• _Saved data entries_:
►

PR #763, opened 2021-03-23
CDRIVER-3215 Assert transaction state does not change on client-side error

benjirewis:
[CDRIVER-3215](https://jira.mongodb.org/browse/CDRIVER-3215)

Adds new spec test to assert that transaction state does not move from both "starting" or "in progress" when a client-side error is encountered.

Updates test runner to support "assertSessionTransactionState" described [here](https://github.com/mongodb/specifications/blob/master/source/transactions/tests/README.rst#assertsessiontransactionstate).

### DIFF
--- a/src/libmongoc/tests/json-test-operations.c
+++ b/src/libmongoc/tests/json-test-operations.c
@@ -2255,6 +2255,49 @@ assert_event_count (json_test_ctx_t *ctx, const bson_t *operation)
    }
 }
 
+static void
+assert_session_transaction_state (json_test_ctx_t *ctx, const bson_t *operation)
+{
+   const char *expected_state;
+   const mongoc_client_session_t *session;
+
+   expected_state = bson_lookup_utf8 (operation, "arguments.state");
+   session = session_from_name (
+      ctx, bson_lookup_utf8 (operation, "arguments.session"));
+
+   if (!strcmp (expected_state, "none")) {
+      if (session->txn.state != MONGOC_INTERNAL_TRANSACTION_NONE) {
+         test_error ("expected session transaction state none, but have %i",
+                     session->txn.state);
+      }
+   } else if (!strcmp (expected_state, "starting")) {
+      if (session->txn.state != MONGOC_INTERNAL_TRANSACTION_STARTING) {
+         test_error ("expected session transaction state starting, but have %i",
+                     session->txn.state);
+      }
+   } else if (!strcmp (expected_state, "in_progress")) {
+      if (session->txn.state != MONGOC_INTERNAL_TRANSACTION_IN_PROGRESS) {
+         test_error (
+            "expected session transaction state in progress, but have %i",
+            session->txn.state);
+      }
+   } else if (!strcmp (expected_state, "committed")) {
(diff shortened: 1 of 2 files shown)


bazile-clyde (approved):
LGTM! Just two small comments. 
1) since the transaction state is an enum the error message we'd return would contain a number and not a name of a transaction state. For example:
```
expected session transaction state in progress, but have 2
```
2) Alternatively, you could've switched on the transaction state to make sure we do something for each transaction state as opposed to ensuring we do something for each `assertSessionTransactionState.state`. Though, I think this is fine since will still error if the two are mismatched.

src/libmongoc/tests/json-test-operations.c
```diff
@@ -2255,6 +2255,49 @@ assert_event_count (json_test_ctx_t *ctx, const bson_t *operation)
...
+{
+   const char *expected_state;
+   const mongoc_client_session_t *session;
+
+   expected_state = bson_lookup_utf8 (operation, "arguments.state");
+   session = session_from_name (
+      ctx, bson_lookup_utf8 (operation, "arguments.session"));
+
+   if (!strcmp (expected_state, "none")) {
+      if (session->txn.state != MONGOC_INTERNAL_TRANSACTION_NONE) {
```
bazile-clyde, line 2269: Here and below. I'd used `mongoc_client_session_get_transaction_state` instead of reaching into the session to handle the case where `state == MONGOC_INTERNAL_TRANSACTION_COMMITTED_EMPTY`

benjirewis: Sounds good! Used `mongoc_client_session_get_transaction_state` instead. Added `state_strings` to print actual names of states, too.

◄

• _Exercise_: The full set of records above is to be printed again verbatim.

• _Output for this task_:
PR #763, opened 2021-03-23
CDRIVER-3215 Assert transaction state does not change on client-side error

benjirewis:
[CDRIVER-3215](https://jira.mongodb.org/browse/CDRIVER-3215)

Adds new spec test to assert that transaction state does not move from both "starting" or "in progress" when a client-side error is encountered.

Updates test runner to support "assertSessionTransactionState" described [here](https://github.com/mongodb/specifications/blob/master/source/transactions/tests/README.rst#assertsessiontransactionstate).

### DIFF
--- a/src/libmongoc/tests/json-test-operations.c
+++ b/src/libmongoc/tests/json-test-operations.c
@@ -2255,6 +2255,49 @@ assert_event_count (json_test_ctx_t *ctx, const bson_t *operation)
    }
 }
 
+static void
+assert_session_transaction_state (json_test_ctx_t *ctx, const bson_t *operation)
+{
+   const char *expected_state;
+   const mongoc_client_session_t *session;
+
+   expected_state = bson_lookup_utf8 (operation, "arguments.state");
+   session = session_from_name (
+      ctx, bson_lookup_utf8 (operation, "arguments.session"));
+
+   if (!strcmp (expected_state, "none")) {
+      if (session->txn.state != MONGOC_INTERNAL_TRANSACTION_NONE) {
+         test_error ("expected session transaction state none, but have %i",
+                     session->txn.state);
+      }
+   } else if (!strcmp (expected_state, "starting")) {
+      if (session->txn.state != MONGOC_INTERNAL_TRANSACTION_STARTING) {
+         test_error ("expected session transaction state starting, but have %i",
+                     session->txn.state);
+      }
+   } else if (!strcmp (expected_state, "in_progress")) {
+      if (session->txn.state != MONGOC_INTERNAL_TRANSACTION_IN_PROGRESS) {
+         test_error (
+            "expected session transaction state in progress, but have %i",
+            session->txn.state);
+      }
+   } else if (!strcmp (expected_state, "committed")) {
(diff shortened: 1 of 2 files shown)


bazile-clyde (approved):
LGTM! Just two small comments. 
1) since the transaction state is an enum the error message we'd return would contain a number and not a name of a transaction state. For example:
```
expected session transaction state in progress, but have 2
```
2) Alternatively, you could've switched on the transaction state to make sure we do something for each transaction state as opposed to ensuring we do something for each `assertSessionTransactionState.state`. Though, I think this is fine since will still error if the two are mismatched.

src/libmongoc/tests/json-test-operations.c
```diff
@@ -2255,6 +2255,49 @@ assert_event_count (json_test_ctx_t *ctx, const bson_t *operation)
...
+{
+   const char *expected_state;
+   const mongoc_client_session_t *session;
+
+   expected_state = bson_lookup_utf8 (operation, "arguments.state");
+   session = session_from_name (
+      ctx, bson_lookup_utf8 (operation, "arguments.session"));
+
+   if (!strcmp (expected_state, "none")) {
+      if (session->txn.state != MONGOC_INTERNAL_TRANSACTION_NONE) {
```
bazile-clyde, line 2269: Here and below. I'd used `mongoc_client_session_get_transaction_state` instead of reaching into the session to handle the case where `state == MONGOC_INTERNAL_TRANSACTION_COMMITTED_EMPTY`

benjirewis: Sounds good! Used `mongoc_client_session_get_transaction_state` instead. Added `state_strings` to print actual names of states, too.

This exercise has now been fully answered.